The Adviser GP is the sole general partner of the Adviser. Pursuant
to the management agreements, as amended, among the Adviser, Baker Brothers Life Sciences, L.P. (“Life Sciences”),
14159, L.P. (“14159”), and 667, L.P. (“667”, and together with Life Sciences and 14159, the “Funds”)
and their respective general partners, the Funds respective general partners relinquished to the Adviser all discretion and authority
with respect to the investment and voting power of the securities held by the Funds, and thus the Adviser has complete and unlimited
discretion and authority with respect to the Funds’ investments and voting power over investments.

 

ITEM 4. Purpose of the Transaction.

 

Item 4 of Amendment No. 2 is supplemented and superseded, as
the case may be, as follows:

On
March 5, 2018, Life Sciences, 667 and 14159 increased to 19.99% the beneficial ownership limitation (“Beneficial Ownership
Limitation”) on the
warrants to acquire common stock of Idera Pharmaceuticals, Inc. (“the Issuer”) at
an exercise price of $0.47 per share with an expiration date of May 7, 2018 (the “2018
Warrants”).
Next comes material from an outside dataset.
PR #364, opened 2026-05-21
Make middle dot [·] and bullet [•] characters also start lists

visrosa:
I can use `\u2022` and `\u00B7` if you'd rather not have unicode in the source.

The Beneficial Ownership Limitation had limited exercise of the 2018 Warrants to the extent that giving effect
to such exercise would not cause the holders thereof and their affiliates to beneficially own, for purposes of Rule 13d-3 under
the Exchange Act, in excess of 4.999% of the outstanding shares of Common Stock of the Issuer. The increase in the Beneficial Ownership
Limitation becomes effective 61 days after March 5, 2018

Julian C. Baker, a principal of the Adviser, and Dr. Kelvin
M. Neu, an employee of the Adviser, serve on the Board of Directors of the Issuer (the “Board”), as representatives
of the Funds. Dr. Neu serves as Chairman of the Compensation Committee. Julian C. Baker and Dr. Neu hold 55,042 and 73,684 shares
of Common Stock, respectively, received as compensation for service on the Board. Additionally, Julian C. Baker and Dr. Neu each
hold options to purchase shares of Common Stock (“Stock Options”) received for their service on the Board. Each of
Julian C. Baker and Dr. Neu holds 225,000 Stock Options, of which 157,500 are vested or will vest within 60 days hereof.
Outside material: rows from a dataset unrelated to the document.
Issue #227, opened 2025-08-23
[issue] RTL languages


hamidb80:
Hi, 

I've just noticed that some components like lists and quotes do not align well with right to left (RTL) languages

<img width="1336" height="1094" alt="Image" src="https://github.com/user-attachments/assets/c7c51991-19ad-4507-a3c9-c07cac431b15" />

hamidb80:
### Problem 7

text direction is left-to-right in card 

<img width="3000" height="2000" alt="Image" src="https://github.com/user-attachments/assets/a2c83c6c-fd61-405a-9f9e-f1a641717f9e" />

taylorhadden:
That last one is odd. There's nothing obviously different. It all has the same "auto".

hamidb80:
> That last one is odd. There's nothing obviously different. It all has the same "auto".

Yeah, so strange

I've tried `text-align: -webkit-auto` on `card` and it seems to solved the problem

<img width="3000" height="1994" alt="Image" src="https://github.com/user-attachments/assets/d2451328-c2dc-46da-817c-0d8725c8ff82" />

hamidb80:
> that's kinda funny. perhaps rtl languages should use something like `+` instead of `x`

> Yeah, I think that's a solid notion. It puts it a bit outside the normal markdown context, but it's a reasonable idea. It's a shame I can't mark the span as "non-language".

Could this be made optional in preferences—like letting users choose whether to tick off TODO list items with `+` or `x`?


after that, I would consider this issue to be solved;
nice work Taylor! thanks a lot

taylorhadden:
The card issue should be fixed in v0.12.2-beta.2.

PR #381, opened 2026-06-08
fixes strange behaviour for RTL where `dir=auto` does not work in card view

hamidb80:
as mentioned in https://github.com/suchnsuch/Tangent/issues/227#issuecomment-4644782274


taylorhadden:
Oh good find. This helped me identify some obsolete css that was causing the problem! Fix soon!

PR #442, opened 2026-08-30
force textarea only to grow vertically

hamidb80:
it prevents issues like this to break the UI:

image


taylorhadden (approved):
Oh that's cool. I did not know you could do that. 🔥🔥🔥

The policy of the Funds and the Adviser does not permit principals
or employees of the Adviser to receive compensation for serving as a directors of the Issuer and the Funds are instead entitled
to the pecuniary interest in the Stock Options or shares of Common Stock received as director compensation. Julian C. Baker and
Dr. Neu have no voting or dispositive power and no pecuniary interest in the Stock Options and Common Stock received as compensation
for their service on the Board. Other than through their control of the Adviser, Felix J. Baker and Julian C. Baker have neither
voting nor dispositive power and have no direct pecuniary interest in the Stock Options or Common Stock received as directors compensation
held by Julian C. Baker and Dr. Neu.

The Adviser has voting and investment power over the Stock Options and Common Stock received as director
compensation held by Julian C. Baker and Dr. Neu.